フィリピンにルーツを持つ2人は“兄弟”と呼び合う関係を築いていった。ジンロ被告のSNSには、堀内被告と車を並べて洗車した思い出が投稿されている。

「堀内は黒の、ジンロは白のレクサスを所有し、近隣を乗り回していた。ともに車高を高くするなどした改造車で、タバコを投げ捨てたり、騒いだりといった迷惑行為で近隣住民を困らせていたそうです」(地元紙記者)

そんな彼らの“たまり場”となったのが、仲間の一人の19歳の少女が暮らすアパートの一室。被害者の斉藤宇川さんが最後に訪れた場所だ。

「宇川は日本人のコミュニティとは別に、浜松周辺の外国人やハーフのグループとの繋がりもあったんです」

と語るのは、斉藤さんの先輩にあたる人物だ。中国籍を持つ斉藤さんは中学時代にはバレーボール選手として活躍。磐田市内の私立高校に進学したが、その後退学し、アルバイトをしながら通信制高校に通っていたという。

「宇川は日中から夜にかけては日本人の仲間たちと街で遊び、夜中になると外国人コミュニティ側にいくんです。彼らの多くがフィリピンやブラジルの子で年齢層も下は14歳から上は23~24歳くらいとバラバラでした。家庭が複雑で家に居場所がない子も多くて、独特なコミュニティでしたね。あいつらはよく写真を皆で撮って『ファミリー』とか『兄弟』とかそういう言葉をつかっていたくせに、何で彼にあんな酷いことをしたのか……」

斉藤さんの遺体には44カ所の傷があった 

事件当日、このアパートで何があったのか。現場にいた友人から話を聞いたという女性は、

「この日は被害者の斉藤さん、逮捕された17歳の少年や家主の少女以外にも、たくさんの男女がアパートに集まっていました」と語る。
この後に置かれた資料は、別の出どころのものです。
PR #690, opened 2019-08-29
fix(ffe-form-react): Moved tooltip button id generation to constructo…

hdaljord:
…r to avoid unnecessary DOM-updates.
 
Fixes @ivarni's comment on PR #689.


henrikhermansen:
The changes looks good, but the commit message is a bit weird.
The description should be a quick summary, and it's usually not started with a lower case. Then you may elaborate in the optional body.
How about something like this?
```
fix(ffe-form-react): move id generation to constructor

Moved tooltip button id generation to constructor to avoid unnecessary
DOM-updates.
```

ivarni (approved):

PR #692, opened 2019-09-06
feat(ffe-buttons-react): accept refs created by useRef

henrikhermansen:
The prop-type `innerRef` now accepts objects, in addition to functions.
With hooks it's now possible to create refs using the `useRef` hook.
These refs are objects which can be passed directly, instead of using a
ref-creating function.

### DIFF
--- a/packages/ffe-buttons-react/src/ActionButton.js
+++ b/packages/ffe-buttons-react/src/ActionButton.js
@@ -1,5 +1,5 @@
 import React from 'react';
-import { bool, func, node, string, oneOfType } from 'prop-types';
+import { bool, func, node, string, oneOfType, object, shape } from 'prop-types';
 import classNames from 'classnames';
 
 import Button from './BaseButton';
@@ -38,8 +38,8 @@ ActionButton.propTypes = {
     element: oneOfType([func, string]),
     /** Applies the ghost modifier if true. */
     ghost: bool,
-    /** Ref-setting function passed to the button element */
-    innerRef: func,
+    /** Ref-setting function, or ref created by useRef, passed to the button element */
+    innerRef: oneOfType([func, shape({ current: object })]),
     /** Shows a loader if true */
     isLoading: bool,
     /** Icon shown to the left of the label */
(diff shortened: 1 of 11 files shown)


henrikhermansen:
Hang on.. come to think of it, I'll use `shape` to make sure the ref object it has a `current` prop.

henrikhermansen:
> Hang on.. come to think of it, I'll use `shape` to make sure the ref object it has a `current` prop.

Aaaand done. Ready to be reviewed!

hdaljord (commented):
Can you please give an example of what kind of objects you want to pass in?
I ask to be sure that the type definitions is up-to-date, if the ref could be any other than a HTMLElement we need to update the index.d.ts as well

henrikhermansen:
> Can you please give an example of what kind of objects you want to pass in?
> I ask to be sure that the type definitions is up-to-date, if the ref could be any other than a HTMLElement we need to update the index.d.ts as well

It's the object created by the React hook `useRef`. This object has a property `current` which will either be `undefined` or an object which is an instance of `Element`. I guess that's the same kind of element as TS' `HTMLElement`? I have no idea if this will match the ref object matcher we currently have in place.

As it is now (without these changes) `innerRef` expects a function. How does that match the TS definition of a ref object? Is that just "how it is" or is it because the ref creator function returns a ref object, and so it matches the TS definition? I'm just asking out of curiosity since I don't know exactly what the ref creator functions does, nor do I know TS :)

Edit: code from React
```
function createRef() {
  var refObject = {
    current: null
  };
  {
    Object.seal(refObject);
  }
  return refObject;
}
```
The only difference seems to be that the ref creator function sets `current` to `null`, whereas `useRef` will set `current` to `initialValue` which is `undefined` when you don't provide any. It would be strange if the TS ref object matcher doesn't match both.

ivarni:
You should never be passing HTML elements to a `ref` prop, you should be passing something that you expect React to *populate with* a HTML element. Since that happens runtime I'm not sure how TS should be able to handle how the `ref` prop is handled after rendering or why it should even care but then I've been negatively surprised by TS before.

To me this looks unproblematic under the assumption that TS isn't involved at runtime.

ivarni (approved):

hdaljord (approved):
Thanks for the explanation. This should be covered by the definiition

`    innerRef?: React.RefObject<HTMLElement>;`

It's a good question if the current definition is correct for a function, I have only used it with refs created with React.createRef, so it might not be correct. 

Anyhow, this PR does not break anything, I'll test the function case later and if it's not correct I'll create a new PR for that case.

PR #694, opened 2019-09-09
Feature/dig 53247 file upload frontend

jafeld:
Big redesign of ffe-file-upload-react including new styling package ffe-file-upload, new design can be seen here (requires access): https://www.figma.com/file/cn3VFs107XnyxeLo4Du4ny/Fil-Opplasting---Master?node-id=0%3A1

Some examples of the new design: 

ffe-file-upload-1

ffe-file-upload-2

These are breaking changes.


ivarni:
Travis doesn't seem happy, https://travis-ci.org/SpareBank1/designsystem/builds/582730542#L837, but other than that it looks good to me.

jafeld:
> Travis doesn't seem happy, https://travis-ci.org/SpareBank1/designsystem/builds/582730542#L837, but other than that it looks good to me.

Yeah, this is due to the role="presentation" I removed on the 'drag and drop' receiver element based on comment on the other PR. Unsure what is preferred here :)

ivarni:
Then I would suggest the [region](https://developer.mozilla.org/en-US/docs/Web/Accessibility/ARIA/Roles/Region_role) role along with aria-label describing it as a droppable area.

ivarni (dismissed):

jafeld:
> Then I would suggest the [region](https://developer.mozilla.org/en-US/docs/Web/Accessibility/ARIA/Roles/Region_role) role along with aria-label describing it as a droppable area.

Based on conversation in PM, we decided to add the role="presentation" back and we'll create new case issue to deal with potential screen-reader problems

packages/ffe-file-upload/less/file-upload.less
```diff
@@ -0,0 +1,337 @@
+@ffe-blue-royal-escape: escape('@{ffe-blue-royal}');
+@ffe-blue-royal-fill: @ffe-blue-royal-escape;
+@ffe-blue-azure-escape: escape('@{ffe-blue-azure}');
+@ffe-blue-azure-fill: @ffe-blue-azure-escape;
+
+.ffe-file-upload {
+    margin-top: 45px;
+    display: -ms-grid;
```
antidecaf: Vendor prefixes are added at build time, so no need to include them in the Less files (will also cause stylelint errors/warnings).

packages/ffe-file-upload/less/file-upload.less
```diff
@@ -0,0 +1,307 @@
...
+            bottom: 5px;
+
+            @media (min-width: @breakpoint-md) {
+                width: 270px;
+                height: 210px;
+                right: 0;
+                bottom: 0;
+            }
+
+            &__hover {
```
kwltrs: this should be a modifier, i.e. `--hover`

kwltrs: this should be a modifier, i.e. `--hover`

packages/ffe-file-upload/less/file-upload.less
```diff
@@ -0,0 +1,307 @@
...
+        grid-template-columns: 1fr;
+
+        &-info {
+            display: grid;
+            grid-column: 1;
+            grid-row: 1;
+            grid-template-columns: 1fr;
+            overflow: hidden;
+
+            &-background {
```
kwltrs: The level of nesting is rather confusing and hard to follow. Could you change the nesting so that element names are not nested? (i.e. `&__file-item-stencil-info-background` instead of `&__file-item-stencil &-info &-background`)

packages/ffe-file-upload/less/file-upload.less
```diff
@@ -0,0 +1,307 @@
...
+    }
+
+    &__file-item-error {
+        display: grid;
+        grid-gap: 5px;
+        grid-template-columns: 25px 1fr;
+
+        &-icon {
+            &:extend(.ffe-field-error-message);
+
```
kwltrs, line 278: The definition of `.ffe-field-error-message` is provided by `ffe-form`, but `ffe-form` is not listed as dependency in `package.json`.

packages/ffe-file-upload/less/file-upload.less
```diff
@@ -0,0 +1,307 @@
+@ffe-blue-royal-escape: escape('@{ffe-blue-royal}');
+@ffe-blue-royal-fill: @ffe-blue-royal-escape;
+@ffe-blue-azure-escape: escape('@{ffe-blue-azure}');
+@ffe-blue-azure-fill: @ffe-blue-azure-escape;
+
+.ffe-file-upload {
+    margin-top: 45px;
+    display: grid;
+    max-width: 400px;
+    grid-template-columns: 1fr;
```
kwltrs, line 10: Could you add a line to `README` regarding browser support as this package is using css grids?

packages/ffe-file-upload/less/file-upload.less
kwltrs: And out of curiosity, does the `:hover` pseudo selector not work here? Something to do with drag and drop?

kwltrs (changes requested):
Looks like a very useful component. Thanks!

packages/ffe-file-upload/less/file-upload.less
jafeld: > this should be a modifier, i.e. `--hover`

It is a modifier, eg: 'block__component__modifier'

This modifier is only triggered when dragging files over the component to trigger the modified style, and as such I had to make a custom modifier. Other components, eg the 'delete' button, triggers on mouse-over ( the :hover selector ).

packages/ffe-file-upload/less/file-upload.less
jafeld: > The level of nesting is rather confusing and hard to follow. Could you change the nesting so that element names are not nested? (i.e. `&__file-item-stencil-info-background` instead of `&__file-item-stencil &-info &-background`)

Sure :) I'll give it another look!

packages/ffe-file-upload/less/file-upload.less
jafeld: Nice catch!

packages/ffe-file-upload/less/file-upload.less
jafeld: Should be fixed now (otherwise Travis will complain anyway :smile:  )

packages/ffe-file-upload/less/file-upload.less
henrikhermansen: > It is a modifier, eg: 'block__component__modifier'

It should be `block__element--modifier` as described by [BEM](http://getbem.com/naming/).
Thanks for clearing up why `:hover` isn't suited here.

packages/ffe-file-upload/package.json
```diff
@@ -0,0 +1,27 @@
...
+    "lint": "stylelint less/*.less",
+    "test": "npm run lint"
+  },
+  "devDependencies": {
+    "@sb1/ffe-core": "^14.0.4",
+    "stylelint": "^9.4.0"
+  },
+  "peerDependencies": {
+    "@sb1/ffe-core": "^14.0.2",
+    "@sb1/ffe-form": "^10.1.1"
```
henrikhermansen: I would assume this would work with `@sb1/ffe-core@15.0.0` and `@sb1/ffe-form@11.0.0` as well?
If so it should be reflected in the peerDependencies.

packages/ffe-file-upload-react/src/FileItem.js
```diff
@@ -0,0 +1,96 @@
+import React from 'react';
+import { number, func, shape, object, string as stringType } from 'prop-types';
+
+const FileItem = props => (
```
henrikhermansen: Could you please deconstruct props here?
It's nice to be able to see available props right away, and you'll save yourself alot of `props.` throughout the code.

packages/ffe-file-upload-react/src/FileItem.js
```diff
@@ -0,0 +1,96 @@
...
+    <li key={props.index}>
```
henrikhermansen: I don't see a purpose of providing a key here.
If we are mapping an array to several `FileItem`s somewhere else we would rather give a key to each `FileItem`, as that's where React actually needs it.

packages/ffe-file-upload/less/file-upload.less
jafeld: > > It is a modifier, eg: 'block__component__modifier'
> 
> It should be `block__element--modifier` as described by [BEM](http://getbem.com/naming/).
> Thanks for clearing up why `:hover` isn't suited here.

Ah, right! My bad :)

packages/ffe-file-upload-react/src/FileItem.js
```diff
@@ -0,0 +1,96 @@
...
+        {// File is loading
+        !props.file.document && !props.file.error && (
+            <div className="ffe-file-upload__file-item-stencil">
```
henrikhermansen, line 8: There are alot of `div`s throughout this component.
I'm no expert on semantics, but could any of these `div`s possibly be something else to add semantics?

@ivarni

packages/ffe-file-upload-react/src/FileUpload.js
```diff
@@ -29,97 +33,103 @@ class FileUpload extends React.Component {
...
-                    className="ffe-file-upload__button"
-                    aria-invalid={String(!!errorMessage)}
-                    onClick={this.triggerUploadFileNativeHandler}
+                <div className="ffe-file-upload__title">{title}</div>
+                {Object.keys(files).length > 0 ? (
+                    <div className="ffe-file-upload__file-items-section">
+                        {Object.keys(files).map((file, index) => (
+                            <FileItem
+                                key={index}
+                                index={index}
```
henrikhermansen: `index` isn't needed here.
`key` is recommended to not use index from `.map()`, but rather some value which actually corresponds to the data you want to use. Perhaps simply using `file` here will do?

Edit: if `file` is the file name, we might get duplicates. You could try using `files[file]` instead.

packages/ffe-file-upload-react/src/FileUpload.js
```diff
@@ -29,97 +33,103 @@ class FileUpload extends React.Component {
...
                 >
-                    <span className="ffe-file-upload__button__label-icon" />
-                    <span id={`${id}-label`}>{label}</span>
-                </button>
+                    <div
+                        className={`ffe-file-upload__upload-section-border${
+                            this.state.hover
+                                ? ' ffe-file-upload__upload-section-border__hover'
+                                : ''
+                        }`}
```
henrikhermansen: You could rather use the `classnames` package here.

```
className={ classnames(
  'ffe-file-upload__upload-section-border',
  { 'ffe-file-upload__upload-section-border__hover': this.state.hover }
) }
```

The package is used alot throughout Designsystem.

henrikhermansen (changes requested):

packages/ffe-file-upload-react/src/FileItem.js
ivarni: I'm not familiar with the correct semantics for file uploads but we discussed the accesibility part of it and decided we'd make a separate issue for that. Since the upload button is inside the drag-and-drop target container it's difficult to pull that off without just providing a second upload button that is hidden for non-screenreaders outside of it and then just hiding everything else for screenreaders. At that point semantics matter a bit less.

But I didn't really want to mix that into this redesign since this PR is already quite big.

packages/ffe-file-upload-react/src/FileUpload.js
ivarni: There's no issue with using the index as a key as long as you don't plan on changing the sort order.

ivarni: Hm.. well actually in this case that can happen since there is functionality to delete a file. If one is deleted from the front of the list then all the other ones will have their index changed so in this case it actually does matter.

I'll go to my corner.

jafeld: > `index` isn't needed here.
> `key` is recommended to not use index from `.map()`, but rather some value which actually corresponds to the data you want to use. Perhaps simply using `file` here will do?
> 
> Edit: if `file` is the file name, we might get duplicates. You could try using `files[file]` instead.

File is an object, so even if we have duplicates, they should not be equal, right?

ivarni (dismissed):

ivarni:
@henrikhermansen @kwltrs your requested changes is what's stopping the merge right now. I'm not sure how to deal with them.

kwltrs (dismissed):

antidecaf (dismissed):

packages/ffe-file-upload/package.json
```diff
@@ -0,0 +1,27 @@
...
+  "repository": {
+    "type": "git",
+    "url": "ssh://git@github.com:SpareBank1/designsystem.git"
+  },
+  "scripts": {
+    "lint": "stylelint less/*.less",
+    "test": "npm run lint"
+  },
+  "devDependencies": {
+    "@sb1/ffe-core": "^14.0.4",
```
henrikhermansen: This is now mismatching your peer dependency. I would suggest perhaps accepting a wider range of versions in peer dependencies.
Perhaps `>=14.0.0` or `14.x || 15.x`?

packages/ffe-file-upload-react/src/FileUpload.js
henrikhermansen: > File is an object, so even if we have duplicates, they should not be equal, right?

In the prop types comments here it says `files` is "A map of files, indexed by file name", meaning that `file` is not an object, but `files[file]` is.

However, it occurs to me now that of course the `files` object can't have duplicate keys, but how does this data structure work if the user wants to upload two files with identical file names? :thinking:

packages/ffe-file-upload/package.json
jafeld: Regarding the file structure, it's by design the files you upload should not contain duplicates, however, the logic enforcing this currently rest in the implementation, which is not ideal.

In the example, if you upload a file with same name, you overwrite the old one.

henrikhermansen: Okay. That is fine by me, just wanted to make sure we are aware of it, and that we've made a conscious decision that it's fine this way :)

henrikhermansen (dismissed):

henrikhermansen (approved):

「その夜、宇川くんは仲がよくて“ニコイチ”と言われる友人と街で飯を食った後、Aちゃんの家に泊まったそうです。朝起きて宇川くんがバイクでどこか遊びに行って、帰ってきた時にある友人のバイクを倒してしまって、そこから取っ組み合いのケンカが始まったの。『やんのか?』『やってやるよ』って、最初はいつものノリというか、ジャレあうくらいだったんだけど、だんだんエスカレートしだして、止めに入った女の子を突き飛ばしてしまった。

宇川くんも周りが見えてなかったんだと思うけど、これに女の子の彼氏がキレて、収拾がつかなくなって……。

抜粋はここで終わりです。